After everyone else went to bed, Abel’s father and I had chocolate. He told me how worried he was about his son. People confide in me constantly and completely.

Then he showed me to my room. We said good night. At the door he turned. “The room has just been sprayed,” he said. “So don’t worry about tarantulas.”

I said good night again. I dreamed nothing.
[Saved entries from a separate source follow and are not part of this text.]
PR #1063, opened 2022-08-07
[BLE] Fix get/setLoginParent/ChildNodeData

deXol:
For parent node "last child node used addr" and for child node "pointed to child address" was included.

### DIFF
--- a/src/Mooltipass/MPNode.cpp
+++ b/src/Mooltipass/MPNode.cpp
@@ -334,36 +334,13 @@ QByteArray MPNode::getNodeFlags() const
     return data.mid(NODE_FLAG_ADDR_START, ADDRESS_LENGTH);
 }
 
-QByteArray MPNode::getLoginNodeData() const
-{
-    // return core data, excluding linked lists and flags
-    if (!isValid()) return QByteArray();
-    return data.mid(DATA_ADDR_START);
-}
-
-void MPNode::setLoginNodeData(const QByteArray &flags, const QByteArray &d)
-{
-    // overwrite core data, excluding linked lists
-    if (isValid())
-    {
-        data.replace(DATA_ADDR_START, pMesProt->getParentNodeSize()-DATA_ADDR_START, d);
-        data.replace(0, ADDRESS_LENGTH, flags);
-    }
-}
-
-QByteArray MPNode::getLoginChildNodeData() const
-{
-    // return core data, excluding linked lists and flags
-    if (!isValid()) return QByteArray();
-    return data.mid(LOGIN_CHILD_NODE_DATA_ADDR_START);
-}
-
 void MPNode::setLoginChildNodeData(const QByteArray &flags, const QByteArray &d)
 {
     // overwrite core data, excluding linked lists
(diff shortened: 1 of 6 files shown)


src/Mooltipass/MPNode.cpp
```diff
@@ -334,36 +334,13 @@ QByteArray MPNode::getNodeFlags() const
...
-    return data.mid(LOGIN_CHILD_NODE_DATA_ADDR_START);
-}
-
 void MPNode::setLoginChildNodeData(const QByteArray &flags, const QByteArray &d)
 {
     // overwrite core data, excluding linked lists
     if (isValid())
     {
-        data.replace(LOGIN_CHILD_NODE_DATA_ADDR_START, pMesProt->getChildNodeSize()-LOGIN_CHILD_NODE_DATA_ADDR_START, d);
+        const int childNodeDataAddrStart = getLoginChildNodeDataAddrStart();
```
limpkin, line 342: That var name is confusing... maybe append "Offset" to it?

src/Mooltipass/MPNodeBLE.cpp
```diff
@@ -35,7 +35,33 @@ bool MPNodeBLE::isValid() const
...
     return (data.size() == PARENT_NODE_LENGTH && (NodeParent == type || NodeParentData == type)) ||
-           (data.size() == CHILD_NODE_LENGTH && (NodeChild == type || NodeChildData == type));
+            (data.size() == CHILD_NODE_LENGTH && (NodeChild == type || NodeChildData == type));
+}
+
+QByteArray MPNodeBLE::getLoginNodeData() const
+{
+    // return core data, excluding linked lists, flags and last child node used address
+    if (!isValid()) return QByteArray();
+    return data.mid(DATA_ADDR_START, LAST_CHILD_NODE_USED_ADDR_START - DATA_ADDR_START);
```
limpkin, line 45: I don't get that one at all, when it used to be 
`return data.mid(DATA_ADDR_START);`

src/Mooltipass/MPNodeBLE.cpp
```diff
@@ -35,7 +35,33 @@ bool MPNodeBLE::isValid() const
...
+}
+
+void MPNodeBLE::setLoginNodeData(const QByteArray &flags, const QByteArray &d)
+{
+    // overwrite core data, excluding linked lists and last child node used address
+    if (isValid())
+    {
+        const auto parentNodeSize = pMesProt->getParentNodeSize();
+        const auto bytesAfterLastUsed = parentNodeSize - LAST_CHILD_NODE_USED_ADDR_START;
+        data.replace(DATA_ADDR_START, parentNodeSize - DATA_ADDR_START - bytesAfterLastUsed, d);
```
limpkin, line 55: before the second arg would be `pMesProt->getParentNodeSize()-DATA_ADDR_START` but now it is LAST_CHILD_NODE_USED_ADDR_START - DATA_ADDR_START  ?

limpkin:
nice work!
fixes double-created service in DB.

After breakfast Abel took me aside. He volunteered to lead me personally to Sandalio Fuentes. Quietly but firmly I said no. He said, “How do I know you won’t cheat me?”

I told him he had no way of knowing, that at his age hot blood stood in the way of clear judgment. “I’m twice your age,” I said. “Take my word.”

The residential district Abel directed me to exploded with tropical flowers. I didn’t appreciate them. Abel was headed for trouble. Adventure is the exclusive business of adventurers. It’s an art. It takes brains and discipline. All Abel had was the flourish. The itch to try. He needed scratching.

Sandalio Fuentes met me in a white shirt and slacks. In his study hung a diploma from Georgia Tech. Next to it was a photograph of himself with an arm around Jack Dempsey. He started to talk about the good times he’d had in New York during prohibition, shifted into an account of his chairmanship of the Yucatecan delegation to the last Mexican presidential convention, unfolded newspapers in which his name and picture appeared. Facts gushed like a river. I noticed though that none of the facts cost him anything. He knew how to keep his mouth shut. I’d come to the right man. “Now,” he said with confidence, “you want something from me.”

“Possibly.”

He made me a drink. He said that a liver condition kept him from drinking with me. He told me about his operation.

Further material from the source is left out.